→ TASK REQUIREMENTS
Your job is to write out each record precisely as it stands.

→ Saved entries
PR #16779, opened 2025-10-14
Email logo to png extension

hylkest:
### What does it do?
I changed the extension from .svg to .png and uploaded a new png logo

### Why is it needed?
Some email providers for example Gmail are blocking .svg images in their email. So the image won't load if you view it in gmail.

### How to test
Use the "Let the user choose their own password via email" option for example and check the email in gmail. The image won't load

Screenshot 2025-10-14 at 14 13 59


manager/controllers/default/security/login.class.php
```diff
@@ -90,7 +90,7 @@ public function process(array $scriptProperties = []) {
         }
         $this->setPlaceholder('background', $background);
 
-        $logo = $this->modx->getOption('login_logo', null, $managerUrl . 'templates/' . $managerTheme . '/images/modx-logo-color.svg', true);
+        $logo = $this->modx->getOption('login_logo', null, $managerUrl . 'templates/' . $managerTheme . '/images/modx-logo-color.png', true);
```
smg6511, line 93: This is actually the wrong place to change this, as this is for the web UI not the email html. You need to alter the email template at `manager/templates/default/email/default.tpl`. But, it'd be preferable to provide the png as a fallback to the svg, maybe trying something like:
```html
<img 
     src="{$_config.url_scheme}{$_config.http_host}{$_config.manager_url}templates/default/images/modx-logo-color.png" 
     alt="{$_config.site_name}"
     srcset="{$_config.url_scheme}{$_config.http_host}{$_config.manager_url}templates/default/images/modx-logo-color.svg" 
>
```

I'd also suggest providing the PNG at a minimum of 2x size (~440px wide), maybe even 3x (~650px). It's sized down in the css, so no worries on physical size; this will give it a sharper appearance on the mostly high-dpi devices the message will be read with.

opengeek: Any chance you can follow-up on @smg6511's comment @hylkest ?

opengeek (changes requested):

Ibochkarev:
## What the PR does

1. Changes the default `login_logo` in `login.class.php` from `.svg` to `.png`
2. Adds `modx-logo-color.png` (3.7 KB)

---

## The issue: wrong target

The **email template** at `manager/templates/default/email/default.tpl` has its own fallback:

→ OUTPUT BELOW
PR #16779, opened 2025-10-14
Email logo to png extension

hylkest:
### What does it do?
I changed the extension from .svg to .png and uploaded a new png logo

### Why is it needed?
Some email providers for example Gmail are blocking .svg images in their email. So the image won't load if you view it in gmail.

### How to test
Use the "Let the user choose their own password via email" option for example and check the email in gmail. The image won't load

Screenshot 2025-10-14 at 14 13 59


manager/controllers/default/security/login.class.php
```diff
@@ -90,7 +90,7 @@ public function process(array $scriptProperties = []) {
         }
         $this->setPlaceholder('background', $background);
 
-        $logo = $this->modx->getOption('login_logo', null, $managerUrl . 'templates/' . $managerTheme . '/images/modx-logo-color.svg', true);
+        $logo = $this->modx->getOption('login_logo', null, $managerUrl . 'templates/' . $managerTheme . '/images/modx-logo-color.png', true);
```
smg6511, line 93: This is actually the wrong place to change this, as this is for the web UI not the email html. You need to alter the email template at `manager/templates/default/email/default.tpl`. But, it'd be preferable to provide the png as a fallback to the svg, maybe trying something like:
```html
<img 
     src="{$_config.url_scheme}{$_config.http_host}{$_config.manager_url}templates/default/images/modx-logo-color.png" 
     alt="{$_config.site_name}"
     srcset="{$_config.url_scheme}{$_config.http_host}{$_config.manager_url}templates/default/images/modx-logo-color.svg" 
>
```

I'd also suggest providing the PNG at a minimum of 2x size (~440px wide), maybe even 3x (~650px). It's sized down in the css, so no worries on physical size; this will give it a sharper appearance on the mostly high-dpi devices the message will be read with.

opengeek: Any chance you can follow-up on @smg6511's comment @hylkest ?

opengeek (changes requested):

Ibochkarev:
## What the PR does

1. Changes the default `login_logo` in `login.class.php` from `.svg` to `.png`
2. Adds `modx-logo-color.png` (3.7 KB)

---

## The issue: wrong target

The **email template** at `manager/templates/default/email/default.tpl` has its own fallback:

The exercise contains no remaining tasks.